It’s in you to keep
Article: Michael Chmielewski – Op-Ed Editor
The deferral period for blood donation for men who have sex with men has changed from indefinite to five years
On the radio, I hear the Canadian Blood Services is always in need of more donors. I used to be a donor, until I stopped on principle.
There’s a blood ban. If you are a gay man in Canada, you cannot donate your blood to save people’s lives. Canadian Blood Services doesn’t want it. Dana Devine, who is the vice president of medical, scientific and research affairs, said in a CBC article that “we don’t have sufficient evidence to be able to convince either Health Canada, frankly, [or] the recipients of blood products, that that’s a safe thing to do at the moment.” Imagine, a car crash victim lays in a hospital somewhere, in need of blood.

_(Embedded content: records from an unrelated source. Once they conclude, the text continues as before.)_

PR #3123, opened 2016-08-11
MULE-10235: Move services from launcher to a new services module

gsfernandes:
_mule-module-service module created
_code moved from mule-module-launcher, only left the code related to the launcher process
_added new module to distribution


distributions/standalone/assembly-whitelist.txt
```diff
@@ -139,6 +139,7 @@
 /mule-standalone-${productVersion}/lib/mule/mule-module-jbossts-${productVersion}.jar
 /mule-standalone-${productVersion}/lib/mule/mule-module-json-${productVersion}.jar
 /mule-standalone-${productVersion}/lib/mule/mule-module-launcher-${productVersion}.jar
+/mule-standalone-${productVersion}/lib/mule/mule-module-services-${productVersion}.jar
```
pablokraan: I think it should be mule-module-service

modules/services/pom.xml
```diff
@@ -0,0 +1,53 @@
...
+
+        <dependency>
+            <groupId>org.mule.modules</groupId>
+            <artifactId>mule-module-artifact</artifactId>
+            <version>${project.version}</version>
+        </dependency>
+
+        <dependency>
+            <groupId>org.mule.tests</groupId>
+            <artifactId>mule-tests-functional</artifactId>
```
pablokraan: Is this dependency needed?

modules/launcher/src/main/java/org/mule/runtime/module/launcher/service/FileSystemServiceProviderDiscoverer.java
```diff
@@ -56,6 +58,11 @@ public FileSystemServiceProviderDiscoverer(ArtifactClassLoader containerClassLoa
 
     final List<ServiceDescriptor> serviceDescriptors = new LinkedList<>();
 
+    File servicesFolder = getServicesFolder();
```
pablokraan: Not sure that this class must be on launcher module. Looks like the only reason is because of this dependency on MuleFoldersUtil.

gsfernandes:
jenkins test this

It’s a bleak situation, but I wager, if it came down to a life or death situation, that victim would not care of the donor’s sexual orientation. In a non-hypothetical situation, after people are given blood donations, are they told who the blood came from? I don’t think so.

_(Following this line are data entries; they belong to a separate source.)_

PR #4511, opened 2017-04-18
MULE-10646: Add performance validation fixes to HTTP streaming solution.

afelisatti:


extensions/http/src/main/java/org/mule/extension/http/internal/request/RequestConnectionParams.java
```diff
@@ -25,6 +25,9 @@
  */
 public final class RequestConnectionParams {
 
+  public static final String DEFAULT_MAX_CONNECTIONS = "-1";
+  public static final String DEFAULT_CONNECTION_IDLE_TIMEOUT = "30000";
+  public static final String DEFAULT_RESPONSE_BUFFER_SIZE = "10240";
```
dfeist: Easier to read with `10 * 1024`

extensions/http/src/main/java/org/mule/extension/http/internal/request/RequestConnectionParams.java
```diff
@@ -116,6 +128,10 @@ public Integer getConnectionIdleTimeout() {
     return connectionIdleTimeout;
   }
 
+  public Integer getResponseBufferSize() {
```
dfeist: Can't `int` be used?

extensions/http/src/main/java/org/mule/extension/http/internal/request/RequestConnectionParams.java
```diff
@@ -144,6 +160,10 @@ public void setConnectionIdleTimeout(Integer connectionIdleTimeout) {
     this.connectionIdleTimeout = connectionIdleTimeout;
   }
 
+  public void setResponseBufferSize(Integer responseBufferSize) {
```
dfeist: Even if `int` can't be used for getter, surely it can be used for setter?

modules/http-api/src/main/java/org/mule/service/http/api/client/HttpClientConfiguration.java
```diff
@@ -84,6 +91,7 @@ public String getOwnerName() {
     private int maxConnections = -1;
     private boolean usePersistentConnections = true;
     private int connectionIdleTimeout = 30000;
+    private int responseBufferSize = 10240;
```
dfeist: Why is default defined twice?

afelisatti: one is the service default and another the extension's, they could potentially be different

extensions/http/src/main/java/org/mule/extension/http/internal/request/RequestConnectionParams.java
afelisatti: I'll check, I think it's just following the other fields but we may be able to change it.

modules/http-api/src/main/java/org/mule/service/http/api/client/HttpClientConfiguration.java
dfeist: mmm, can this use constants e.g. `DEFAULT_RESPONSE_BUFFER_SIZE` as defaults instead of literals, or are they not visible?

extensions/http/src/main/java/org/mule/extension/http/internal/request/RequestConnectionParams.java
afelisatti: This is a String though...

afelisatti:
jenkins validate

afelisatti:
jenkins validate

Furthermore, blood is blood. The blood of a responsible gay man is the same as the blood of anyone else who makes healthy decisions in their lives. The same standards for donating blood should apply to everyone, equally. Judging from Canadian Blood Services’ ban, a heterosexual person’s blood is better than a homosexual person’s. This is only based on sexual orientation, not scientific data. It’s as if their blood is not compatible with heterosexual people.
There is nothing scientific about Canadian Blood Services’ ban, there’s no evidence. Rather, it is based on archaic stereotypes of gay people that are absolutely false.
Lately, on the Canadian Blood Services’ website, they reported that “Canadian Blood Services has received approval from Health Canada to reduce the current men who have sex with men (MSM) deferral period from indefinite to five years from last MSM activity.”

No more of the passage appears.